November 6, 2008 By Kim Alexander
Photo: Kim Alexander president and founder of the California Voter Foundation. Her blog entry is used with permission.
Folks who paid attention to California Secretary of State Debra Bowen's 2007 "Top-to-Bottom Review" of California voting systems and subsequent decertification of those systems may recall that one condition placed on continued use of mostly all voting systems in California, whether electronic or paper-based optical scan, was the requirement that additional hand-counting of ballots be conducted in extremely close contests. These requirements are summarized in the Secretary of State's Post-Election Manual Tally (PEMT) requirements.
These requirements were initially implemented as conditions for certification of most California voting systems. The registrar of voters of San Diego County sued the Secretary of State for imposing them, claiming that Bowen overstepped her authority and had issued "defacto" regulations. Bowen and her legal team argued they weren't regulations because they did not apply to all counties (Lake, Sonoma and Madera counties used older voting equipment that did not go through the 2007/08 recertification process). Bowen won in the lower court but that decision was overturned by an appellate court in August 2008. That decision led Bowen to seek emergency regulations to be approved by the state Office of Administrative Law, which would enact the Post-Election Manual Tally requirements as regulations. OAL granted the Secretary of State her request on October 20, putting the regulations into effect for 180 days.

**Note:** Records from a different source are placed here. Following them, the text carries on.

Issue #1539, opened 2024-05-26
Used JWT-based authentication regardless of OAuth method


spwoodcock:
**Is your feature request related to a problem? Please describe.**

- For a while we used OSM login only, via osm-login-python.
  - This library takes the OAuth token from OSM, encrypts it with a SECRET_KEY, then provides it to the user.
  - This encrypted token can only be decrypted by osm-login-python (using the same SECRET_KEY), in FastAPI we deserialise the token to OSM details (username, profile picture, etc) via a `login_required` dependency (Depends).
- We have since added a temporary authentication for mappers.
  - This also uses OSM authentication, but instead uses a service account `svcfmtm`.
  - Each user with a temporary login token is technically logged in as svcfmtm.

Now that the PEMT requirements are in effect, they will in fact apply to some November 2008 contests.Under state law, all counties must select at random and count by hand, in public, one percent of their precincts' ballots and compare those hand-counted results to the computer-tallied results. Under Bowen's new PEMT requirements, in any contest where the semi-official results are within .5 percent, the counties where the contest took place must randomly select 10 percent of the precincts' ballots that included that contest and recount the votes in that contest by hand to further verify the accuracy of the computer-tallied results.
So far, it appears that Congressional District 4, the contest between Democratic candidate Charlie Brown and Republican Tom McClintock, will be subject to this escalated, ten percent manual tally. One legislative contest, for Senate District 19, between Democrat Hannah-Beth Jackson and Republican Tony Strickland, also appears subject to the 10 percent manual tally.
Congressional District 4 is a sprawling, Northern California district that includes the counties of Modoc, Lassen, Sierra, El Dorado, Plumas, Nevada, Placer, and parts of Butte and Sacramento counties. Senate District 19 is in Southern California and includes Ventura, Santa Barbara, and a small part of Los Angeles county.
There may also be other local contests around the state where the 10 percent manual tally is required. While candidates are always entitled to recounts, requesting one can be politically unpopular and paying for one can be an expensive proposition. The new Post-Election Manual Tally requirements enacted by the Secretary of State provide an important, new level of vote-counting security that should give all California voters and candidates, whether they were on the winning side or the losing side of a battle, peace of mind that the computerized vote count is accurate.